John Hooper in Rome
Thursday October 26, 2006
The "wolves' lair" - ancient Pompeii's biggest, best planned and most richly decorated brothel - yesterday reopened to the public after extensive restoration.
The two-storey building, which was built at about the time Spartacus was leading his slaves' revolt, had been closed for almost a year. Its explicit wall paintings have long been a popular attraction for tourists visiting the site of the classical world's best-preserved city.
The busy port of Pompeii was packed with bordellos. At least 25 have been identified. But most occupied a single room, usually above a wine shop. Though sited, like all the others, at the junction of two side streets, the "Lupanare", was different.

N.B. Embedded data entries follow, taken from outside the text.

PR #8301, opened 2017-02-03
mu4e-compose: add some convenient major mode bindings

xificurC:
I'm missing some nice shortcuts for sending mail, attaching files etc. These bindings are similar to that of magit. Open to further discussion

### DIFF
--- a/layers/+email/mu4e/packages.el
+++ b/layers/+email/mu4e/packages.el
@@ -55,8 +55,9 @@
         "," 'message-send-and-exit
         "c" 'message-send-and-exit
         "k" 'message-kill-buffer
+        "a" 'message-kill-buffer
         "s" 'message-dont-send         ; saves as draft
-        "a" 'mml-attach-file)
+        "f" 'mml-attach-file)
 
       (setq mu4e-completing-read-function 'completing-read)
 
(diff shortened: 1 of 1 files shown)


fandag:
Even though putting "attach" on `a` is tempting, I think it would be better to follow [conventions](http://spacemacs.org/doc/CONVENTIONS.html#confirm-and-abort) have "abort" on `a`.

xificurC:
@fandag didn't know about those conventions, thanks. I changed the bindings to follow them.

TheBB:

Note that the `,,` convention is not just `dotspacemacs-major-mode-leader-key` followed by `,` but actually a double tap of `dotspacemacs-major-mode-leader-key`, so I made a change to reflect this: https://github.com/syl20bnr/spacemacs/commit/c7df45a0a9fbb52415796d6ad23bcfd1c297cab1 See e.g. https://github.com/syl20bnr/spacemacs/blob/develop/layers/+source-control/git/packages.el#L364 as an example for magit commit messages.

xificurC:
Thanks @TheBB , nice to know :) The bindings for `mu` are a bit of a struggle sometimes, e.g.

- in `mu4e-headers-mode` `p` moves back a message but `n` does not, although both `C-n` and `C-p` work
- in `mu4e-view-mode` `n` doesn't work and `p` does, *but* `C-n` works and `C-p` doesn't :D 

So if you're open to new changes I might flash up another PR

Archaeologists believe it was the ancient city's only purpose-built whorehouse. So-called because, in Latin, lupa (she-wolf) was a common term for a prostitute, it consisted of 10 rooms and a latrine beneath the stairs. Set into the wall of each of the women's rooms was a stone bed covered with a mattress.
Researchers believe the Lupanare's celebrated wall paintings, each depicting a different position, were intended to advertise the various specialities on offer. The more elaborately painted upper floor, which had a separate entrance, is thought to have been reserved for better-off clients. The prostitutes were slaves, usually of Greek or Eastern origin. Their earnings were collected by the owner or manager of the brothel.
The Lupanare is known to have been built just a few years before the city's violent destruction. The plaster in one of the rooms bears the imprint of a coin dating from AD72.